We sequenced the genomes of two sisters with early-onset epileptic encephalopathy along with their unaffected parents in an attempt to find a genetic cause for their condition. The sisters, born in 2004 and 2006, presented with infantile spasms at six months of age, which later progressed to recurrent, treatment-resistant seizures. We detected a compound heterozygous genotype in UBA5 in the sisters, a genotype not seen elsewhere in an Icelandic reference set of 30,067 individuals nor in public databases. One of the mutations, c.684G > A, is a paternally inherited exonic splicing mutation, occuring at the last nucleotide of exon 7 of UBA5. The mutation is predicted to disrupt the splice site, resulting in loss-of-function of one allele of UBA5. The second mutation is a maternally inherited missense mutation, p.Ala371Thr, previously reported as pathogenic when in compound heterozygosity with a loss-of-function mutation in UBA5 and is believed to produce a hypomorphic allele. Supportive of this, we have identified three adult Icelanders homozygous for the p.Ala371Thr mutation who show no signs of neurological disease.
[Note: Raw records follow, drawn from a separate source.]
PR #329, opened 2022-07-14
Add compatibility for Symfony 6

alexander-schranz:
| Q | A
| --- | ---
| Bug fix? | no
| New feature? | yes
| BC breaks? | no
| Deprecations? | no
| License | MIT

#### What's in this PR?

Add compatibility for Symfony 6.

#### Why?

Compatiblity to Symfony 6 and get ride of deprecated swiftmailer.


luca-rath (approved):

Tests/Application/config/swiftmailer.yml
```diff
@@ -0,0 +1,2 @@
+swiftmailer:
+    disable_delivery:  true
```
luca-rath, line 2: One question, why do we have a swiftmailer config, if swiftmailer isn't installed?

alexander-schranz: its installed when using Symfony 5.4 or Sulu 2.4 (lower dependencies)

alexander-schranz: and there its still the default mailer to not break projects which maybe did create swiftmailer listeners.

alexander-schranz: handled here: https://github.com/sulu/SuluFormBundle/blob/ba31c3e69d477b5665e24ffb23d91bbd446e6edc/DependencyInjection/SuluFormExtension.php#L244-L258

rogamoore:
Would it be possible to release these changes? I noticed that currently our projects are unable to update to Sulu 2.5 because it fails with

```
!!    Compile Error: Declaration of Sulu\Bundle\FormBundle\Controller\FormWebsite
!!    Controller::getSubscribedServices() must be compatible with Sulu\Bundle\Web
!!    siteBundle\Controller\WebsiteController::getSubscribedServices(): array
```

From the changes here I guess that should be fixed already. :)

alexander-schranz:
@rogamoore we want to first test the demo with all upgraded bundles before doing a stable release of the bundles. If you already want to use you can install this via using `^2.5@dev`  in your composer.json for the sulu/form-bundle.

PR #342, opened 2022-12-20
Make salutation gender neutral

luca-rath:
| Q | A
| --- | ---
| Bug fix? | no
| New feature? | yes
| BC breaks? | no
| Deprecations? | no
| License | MIT

#### What's in this PR?

Add `Other` option to salutation field and add `Please choose` placeholder instead of automatically select `Mr.`.

#### Why?

To make salutation gender neutral.


Dynamic/Types/SalutationType.php
```diff
@@ -48,8 +49,9 @@ public function build(FormBuilderInterface $builder, FormField $field, string $l
     protected function getChoices(): array
     {
         return [
-            'sulu_form.salutation_mr' => 'mr',
             'sulu_form.salutation_ms' => 'ms',
+            'sulu_form.salutation_mr' => 'mr',
+            'sulu_form.salutation_other' => 'other',
```
alexander-schranz: I think this is not the correct way of handling this. As a `Salutation` is never gender neutral. The salutation is used in `Letters` and something like `Hello Other Alexander Schranz,` is I think not the expected result.

The correct way for me would be here make sure that there is no default and no `Please choose`, something like `No salutation` or `No choice` / `Keine auswahl` should be the default value of the form, with an empty value.

alexander-schranz (changes requested):

Dynamic/Types/SalutationType.php
alexander-schranz: Did just now see this is the `FormBundle` this salutations represent `Salutation` of ContactBundle and so this need to be changed there first.

alexander-schranz (approved):

PR #352, opened 2023-02-24
dynamic forms: data detail view

Basster:
| Q | A
| --- | ---
| Bug fix? | no
| New feature? | yes
| BC breaks? | yes
| Deprecations? | no
| Fixed tickets | no
| Related issues/PRs | no
| License | MIT

#### What's in this PR?

One of my client wants to have a detail view of dynamic form submissions, because he doesn't want to export everything, but check the submissions from the Sulu Backend. If some text-editor field values are too long, the Table component just hides the text.

#### Why?

As I'm still pretty new to Sulu, maybe there is another, easier solution, without touching the admin frontend. So this PR is **more of a PoC and open for discussion**.

I didn't find an actual "view" or "readonly form" mode in Sulu, so I tried this approach.

#### Example Usage

Read-Only View:  
Bildschirm­foto 2023-02-24 um 13 08 44

Preview Button in list:  
image

#### BC Breaks/Deprecations

It adds admin frontend code

#### To Do

- [ ] Discuss better solution
- [ ] Field mappings
- [ ] Attachments
- [ ] Create documentation

### DIFF
--- a/.flowconfig
+++ b/.flowconfig
@@ -1,0 +1,27 @@
+[options]
+types_first=false
+esproposal.decorators=ignore
+esproposal.optional_chaining=enable
+module.name_mapper='.+\.s?css' -> 'empty/object'
+module.name_mapper='fos-jsrouting/router' -> 'empty/object'
+
+[untyped]
+.*/node_modules/react-leaflet/.*
+
+[ignore]
+.*/node_modules/bower-json/.*
+.*/node_modules/config-chain/.*
+.*/node_modules/findup/.*
+.*/node_modules/jss/.*
+.*/node_modules/npmconf/.*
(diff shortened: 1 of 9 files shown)


alexander-schranz:
@Basster Sorry for the late response here. We currently avoid custom JS inside our core bundles.

I think best if we tackle how we can make in sulu core ([sulu/sulu](https://github.com/sulu/sulu)) maybe a `view` which is just used for displaying data some kind of `widgets` view and put there create some widgets which we could reuse here. Maybe we need a new type of `xml` to tackle that.

Feel free to create an issue in the sulu/sulu repository to discuss how such widgets view / readonly views could look like.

We describe compound heterozygous mutations in the UBA5 gene in two sisters with early-onset epileptic encephalopathy. To our knowledge, this is the first description of mutations in UBA5 since the initial discovery that pathogenic biallelic variants in the gene cause early-onset epileptic encephalopathy. We further provide confirmatory evidence that p.Ala371Thr is a hypomorphic mutation, by presenting three adult homozygotes who show no signs of neurological disease.
癫痫性脑病是一组儿童癫痫疾病,具有高度的表型和遗传异质性。近年来,下一代测序技术的广泛应用已在癫痫性脑病中鉴定出大量基因,其中包括泛素样修饰激活酶5(UBA5)基因,2016年首次报道该基因的双等位基因突变具有致病性(科林·E等人,《美国人类遗传学杂志》99(3):695 - 703,2016年。莫纳·M等人,《美国人类遗传学杂志》99(3):683 - 694,2016年)。UBA5编码一种参与称为泛素样修饰(ufmylation)的翻译后修饰机制的激活酶,是泛素样修饰途径中首个与疾病相关的基因。
我们对两名患有早发性癫痫性脑病的姐妹及其未患病的父母进行了基因组测序,试图找出她们病情的遗传原因。这两名姐妹分别出生于2004年和2006年,6个月大时出现婴儿痉挛症,随后发展为反复发作且难以治疗的癫痫。我们在这两名姐妹中检测到UBA5基因的复合杂合基因型,在冰岛30,067人的参考样本中以及公共数据库中均未发现这种基因型。其中一个突变,c.684G > A,是父系遗传的外显子剪接突变,发生在UBA5基因第7外显子的最后一个核苷酸处。该突变预计会破坏剪接位点,导致UBA5的一个等位基因功能丧失。第二个突变是母系遗传的错义突变,p.Ala371Thr,先前报道当与UBA5的功能丧失突变呈复合杂合状态时具有致病性,据信会产生一个低表达等位基因。支持这一观点的是,我们发现了三名p.Ala371Thr突变纯合的成年冰岛人,他们没有神经系统疾病的迹象。
我们描述了两名患有早发性癫痫性脑病的姐妹中UBA5基因的复合杂合突变。据我们所知,这是自最初发现该基因的致病性双等位基因变异导致早发性癫痫性脑病以来,对UBA5基因突变的首次描述。我们还通过展示三名没有神经系统疾病迹象的成年纯合子,进一步提供了确证性证据,证明p.Ala371Thr是一种低表达突变。